PR #363, opened 2015-03-26
Use built in duplicity encryption (GPG) for backups, closes #362

### LINKED ISSUE #362: Use built in duplicity encryption (GPG) for backups
I've just started overhauling the backup setup I have in place for my webserver. Currently it's just a couple of scripts that wrap rsync - really nothing special, but it's been doing the job OK. After reading about but dismissing bup as not yet mature enough I've decided to go with duplicity, and therefore am using MIAB's rather nice `management/backup.py` script as a model.

On reviewing backup.py I'm reminded that MIAB does not use duplicity's built in encryption support, instead encrypting the files output by duplicity with openssl.

I wondered why it does things this way, because I believe there are a few disadvantages to this approach:
1. The disk space used for backups is more than twice what it would be if duplicity's built in encryption were used (*more* than twice because the encrypted files are being base64 encoded).
2. The openssl command doesn't sign the encrypted files, so there's no way of detecting tampering before a restore. Having duplicity encrypt using GPG would include signatures that would make any tampering evident before a restore.
3. Restorations will require that openssl first be invoked for each encrypted file before they can be fed to duplicity, whereas if duplicity's GPG support were used restoration would be a single-step process.

(If any of these statements are wrong/invalid please correct me!).

I looked at the history of backup.py and found this commit message for 5490142df5da780e9f072d365d6529ad32a7da77 which was when the switch from rdiff-backup to duplicity was made:
>re-do the backup script to use the duplicity program
>
>Duplicity will manage the process of creating incremental backups for us.
>Although duplicity can both encrypt & copy files to a remote host, I really
>don't like PGP and so I don't want to use that.
>
>Instead, we'll back up to a local directory unencrypted, then manually
>encrypt the full & incremental backup files. Synchronizing the encrypted
>backup directory to a remote host is a TODO.

So I have a few questions:
1. Is there a reason for encoding the openssl encrypted backup files in base64?
2. Out of curiousity, @JoshData what is the reason you don't like PGP/GPG? Until a few weeks ago I'd actually never used GPG myself, but I've recently been exposed to it as I've started using git-annex and am using GPG as the encryption backend for a git-annex remote on a Linode.
3. Is there any possibility you might reconsider using duplicity's built in encryption in order to benefit from the advantages I believe it would provide? I could take the lead on making the changes (including making sure upgrades work in a sane way).

For ease of finding them I note that #11 and #262 are somewhat related.

dhpiggott:
The (excessively?) big comment on lines 136-182 explains how upgrades are handled. The result is that users won't  need to know that the backup system has changed, if they just keep on mirroring `backup/encrypted`.

### DIFF
--- a/management/backup.py
+++ b/management/backup.py
@@ -195,6 +195,9 @@ def perform_backup(full_backup):
 	shell('check_call', ["/usr/sbin/service", "dovecot", "stop"])
 	shell('check_call', ["/usr/sbin/service", "postfix", "stop"])
 
+	env_with_passphrase = { "PASSPHRASE" :
+		open(os.path.join(backup_dir, 'secret_key.txt')).read()
+	}
 	# Update the backup mirror directory which mirrors the current
 	# STORAGE_ROOT (but excluding the backups themselves!).
 	try:
@@ -206,10 +209,7 @@ def perform_backup(full_backup):
 			env["STORAGE_ROOT"],
 			"file://" + backup_encrypted_dir
 			],
-			env={ "PASSPHRASE" : open(
-					os.path.join(backup_dir, 'secret_key.txt')
-				).read() }
-			)
+			env_with_passphrase)
 	finally:
 		# Start services again.
 		shell('check_call', ["/usr/sbin/service", "dovecot", "start"])
@@ -226,13 +226,21 @@ def perform_backup(full_backup):
 		"%dD" % keep_backups_for_days,
 		"--force",
 		"file://" + backup_encrypted_dir
-		])
+		],
+		env_with_passphrase)
+
+	# From duplicity's manual:
+	# "This should only be necessary after a duplicity session fails or is
+	# aborted prematurely."
+	# That may be unlikely here but we may as well ensure we tidy up if
+	# that does happen - it might just have been a poorly timed reboot.
 	shell('check_call', [
 		"/usr/bin/duplicity",
 		"cleanup",
 		"--force",
 		"file://" + backup_encrypted_dir
-		])
+		],
+		env_with_passphrase)
 
 	# Execute a post-backup script that does the copying to a remote server.
 	# Run as the STORAGE_USER user, not as root. Pass our settings in
--- a/management/backup.py
+++ b/management/backup.py
@@ -36,10 +36,10 @@ def backup_status(env):
 		return "%d hours, %d minutes" % (rd.hours, rd.minutes)
 
 	backups = { }
-	basedir = os.path.join(env['STORAGE_ROOT'], 'backup/duplicity/')
-	encdir = os.path.join(env['STORAGE_ROOT'], 'backup/encrypted/')
-	os.makedirs(basedir, exist_ok=True) # os.listdir fails if directory does not exist
-	for fn in os.listdir(basedir):
+	backup_dir = os.path.join(env["STORAGE_ROOT"], 'backup')
+	backup_encrypted_dir = os.path.join(backup_dir, 'encrypted')
+	os.makedirs(backup_encrypted_dir, exist_ok=True) # os.listdir fails if directory does not exist
+	for fn in os.listdir(backup_encrypted_dir):
 		m = re.match(r"duplicity-(full|full-signatures|(inc|new-signatures)\.(?P<incbase>\d+T\d+Z)\.to)\.(?P<date>\d+T\d+Z)\.", fn)
 		if not m: raise ValueError(fn)
 
@@ -53,15 +53,9 @@ def backup_status(env):
 				"full": m.group("incbase") is None,
 				"previous": m.group("incbase"),
 				"size": 0,
-				"encsize": 0,
 			}
 
-		backups[key]["size"] += os.path.getsize(os.path.join(basedir, fn))
-
-		# Also check encrypted size.
-		encfn = os.path.join(encdir, fn + ".enc")
-		if os.path.exists(encfn):
-			backups[key]["encsize"] += os.path.getsize(encfn)
+		backups[key]["size"] += os.path.getsize(os.path.join(backup_encrypted_dir, fn))
 
 	# Ensure the rows are sorted reverse chronologically.
 	# This is relied on by should_force_full() and the next step.
@@ -78,7 +72,7 @@ def backup_status(env):
 			break
 		incremental_count += 1
 		incremental_size += bak["size"]
-	
+
 	# Predict how many more increments until the next full backup,
 	# and add to that the time we hold onto backups, to predict
 	# how long the most recent full backup+increments will be held
@@ -106,9 +100,8 @@ def backup_status(env):
 			bak["deleted_in"] = deleted_in
 
 	return {
-		"directory": basedir,
-		"encpwfile": os.path.join(env['STORAGE_ROOT'], 'backup/secret_key.txt'),
-		"encdirectory": encdir,
+		"directory": backup_encrypted_dir,
+		"encpwfile": os.path.join(backup_dir, 'secret_key.txt'),
 		"tz": now.tzname(),
 		"backups": backups,
 	}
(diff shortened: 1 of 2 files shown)


JoshData:
* I think we'd want to handle the migration in `setup/migrate.py` and assume that the migration has been performed before `backup.py` is run. 
* duplicity has this archive directory, which is meant to be a local cache of remote files. I have it sort of incorrectly trashing the archive directory after each run, because it duplicated the unencrypted output files. I'm wondering if doing it this way it unencrypts the backup files in order to perform an incremental backup? Would it need a ton of extra disk space for that during the backup?
* It might make sense to have the archive directory be `duplicity/backup` and keep the encrypted output in `backup/encrypted`. Eventually we'll replace the hard-coded destination path with something user configurable, so the encrypted files can get saved directly to e.g. S3.

dhpiggott:
>I think we'd want to handle the migration in setup/migrate.py and assume that the migration has been performed before backup.py is run.

I thought about that because I too would like all migration code to be in a single place if practical, leaving the normal code as simple as possible.

However, wherever we do the migration, it is not complete until the temporary `migrated_unencrypted_backup` has been removed from the storage root. That cannot be done until the first post-upgrade backup has been run, which means having to take one of three options:
1. Trigger a full backup within the migration script (which I assumed would not be desirable as if nothing else it could make upgrades take a long time) and only then delete `migrated_unencrypted_backup` (as part of running `setup/migrate.py`).
2.  Only do the move of `backup/duplicity` to `migrated_unencrypted_backup` in `setup/migrate.py` and leave `management/backup.py` to do the first post-upgrade backup later, in which case the deletion of  `migrated_unencrypted_backup` (if it exists) would have to remain in `management/backup.py`, thus spreading the migration code across two scripts when it could be located only in one.
3. (is what the code in the PR does - do it all in `management/backup.py`).

Which would you prefer? Have I missed an option?

>duplicity has this archive directory, which is meant to be a local cache of remote files. I have it sort of incorrectly trashing the archive directory after each run, because it duplicated the unencrypted output files. I'm wondering if doing it this way it unencrypts the backup files in order to perform an incremental backup? Would it need a ton of extra disk space for that during the backup?

I was aware of the archive directory but didn't quite give it enough thought to recognise that potential issue. I would imagine that duplicity only decrypts the metadata files, not the actual data, and so deleting it shouldn't be a major concern. However the duplicity documentation isn't quite detailed enough to confirm that; it just states:
>The archive directory should not be deleted, or duplicity will have to recreate it from the remote repository (which may require decrypting the backup contents).

I would look at the output from the most recent backup that ran on my MIAB because I know that normally duplicity would report the extent to which it had to read the remote, but unfortunately the use of `--verbosity warning` suppressed that, so instead I've just run `management/backup.py` with `--verbosity warning` temporarily removed, and this was the output:
```
root@elm:/home/david/mailinabox# ./management/backup.py 
dovecot stop/waiting
 * Stopping Postfix Mail Transport Agent postfix
   ...done.
Synchronizing remote metadata to local cache...
Copying duplicity-full-signatures.20150326T232206Z.sigtar.gpg to local cache.
Copying duplicity-full.20150326T232206Z.manifest.gpg to local cache.
Copying duplicity-inc.20150326T232206Z.to.20150327T063942Z.manifest.gpg to local cache.
Copying duplicity-inc.20150327T063942Z.to.20150328T063438Z.manifest.gpg to local cache.
Copying duplicity-new-signatures.20150326T232206Z.to.20150327T063942Z.sigtar.gpg to local cache.
Copying duplicity-new-signatures.20150327T063942Z.to.20150328T063438Z.sigtar.gpg to local cache.
Last full backup date: Thu Mar 26 23:22:06 2015
--------------[ Backup Statistics ]--------------
StartTime 1427540178.29 (Sat Mar 28 10:56:18 2015)
EndTime 1427540188.75 (Sat Mar 28 10:56:28 2015)
ElapsedTime 10.46 (10.46 seconds)
SourceFiles 35584
SourceFileSize 2160964517 (2.01 GB)
NewFiles 16
NewFileSize 2498725 (2.38 MB)
DeletedFiles 1
ChangedFiles 10
ChangedFileSize 15477813 (14.8 MB)
ChangedDeltaSize 0 (0 bytes)
DeltaEntries 27
RawDeltaSize 681241 (665 KB)
TotalDestinationSizeChange 453909 (443 KB)
Errors 0
-------------------------------------------------

dovecot start/running, process 5573
 * Starting Postfix Mail Transport Agent postfix
   ...done.
Local and Remote metadata are synchronized, no sync needed.
Last full backup date: Thu Mar 26 23:22:06 2015
No old backup sets found, nothing deleted.
```

So, as suspected, it does only decrypt metadata, and so deleting the cache *shouldn't* be a problem. However I say all this not to argue in favour of continuing to do so, but just in the interest of understanding fully what duplicity is doing. In fact I *would* be in favour of not deleting the cache - because the documentation does say not to - and allowing duplicity to retain it.

>It might make sense to have the archive directory be duplicity/backup and keep the encrypted output in backup/encrypted. Eventually we'll replace the hard-coded destination path with something user configurable, so the encrypted files can get saved directly to e.g. S3.

Perhaps. My concern with using `duplicity/backup` as the archive directory would be that if any users who were previously mirroring just that* failed to review the changelog when upgrading, they would now be mirroring just the archive directory and thus would not have any off-machine backup at all!

How about just removing `--archive-dir`, leaving duplicity to use its default of `/root/.cache/duplicity`? I in fact already removed the `--name` argument in the first commit in the interests of simplicity (without a name duplicity uses the hash of the destination path to locate the archive, which I think is fine - uniqueness is all that matters).

I'd also like to remove `--verbosity warning` because most users don't see any output anyway, but those who have an alias for root (as I do) in order to see cron job outputs hopefully won't mind (and may appreciate) the couple of extra lines that result in normal operation when the verbosity is left at default (just these extra two at the start):
```
Local and Remote metadata are synchronized, no sync needed.
Last full backup date: Fri Mar 27 19:38:49 2015
--------------[ Backup Statistics ]--------------
...
```

If you have no objection to reverting to default verbosity I'll do that in the next commit on this branch.

Finally, I'd also like to increase `--volsize` from 100 to 250 simply to reduce the number of files. Would you mind me doing that on this branch too?

*which is what I was doing until I made this change, because I pretty much trust my mirror locations so didn't/don't even really care for encryption that much, and knowing that decrypting the openssl backups would have been a pain simply took the decrypted backups.

dhpiggott:
Ugh, sorry... I'm making a mess again. I just accidentally deleted the branch from my GitHub remote and so GitHub decided to close the PR, which I didn't want it to do. Reopening...

dhpiggott:
I'd hold off on merging with that final commit (2c6941c34cff87d1bdc28aaf9254bed65f331330)... just found a bug in it, sorry! The first two alone are fine though, and I'll fix the third in a few minutes.

dhpiggott:
(Fixed).

JoshData:
> How about just removing --archive-dir, leaving duplicity to use its default of /root/.cache/duplicity?

The thing that bothers me is that this is not something anyone would expect to be happening, and it has implications for security/privacy and disk sizes. Agreed about not putting it in the same place as the old backups, but something else in /home/user-data/backup would make me more confident about what we're doing.

After that I'll try it out on my box.

dhpiggott:
OK, I've just re-overridden archive-dir to STORAGE_ROOT/backup/cache.

JoshData:
Thanks! I squashed your commits and then made a few changes on top in d8279c48ac84243045fe2cf78eee1908bde9fd6d. I upped the cipher to AES256 rather than gpg's default, and I added a sanity check that the passphrase is long enough to be meaningful.

dhpiggott:
Thank you. Nice catch re. GPG only using the first line of the passphrase - I had no idea.

There is one thing I don't understand now that I would like to though:
>It only needs to be 43 base64-characters to match AES256's key length of 32 bytes.

Where does 43 come from?

JoshData:
> Where does 43 come from?

I followed the formula listed [in this thread](http://www.gossamer-threads.com/lists/gnupg/users/65638). Basically, one byte of Base 64 only has 64 possible values whereas one raw byte has 256 possible values. 43 Base-64 characters has 64^43 possible values == 32 raw-bytes has 256^32 possible values.

(I assume that GPG takes a hash of the passphrase it's given to arrive at a 32-byte AES256 key, assuming it's given at least 32 bytes, rather than just taking the first 32 bytes. If you modify the first or the last character of the key it won't work decrypt, for instance.)

dhpiggott:
Got it, thanks.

────────────────────────────────────────

[TASK TO CARRY OUT] Copy out the entries above exactly as given, starting at the top and ending with the line containing "### LINKED ISSUE"; include both and nothing more.

[EXERCISE ANSWER]
PR #363, opened 2015-03-26
Use built in duplicity encryption (GPG) for backups, closes #362

### LINKED ISSUE #362: Use built in duplicity encryption (GPG) for backups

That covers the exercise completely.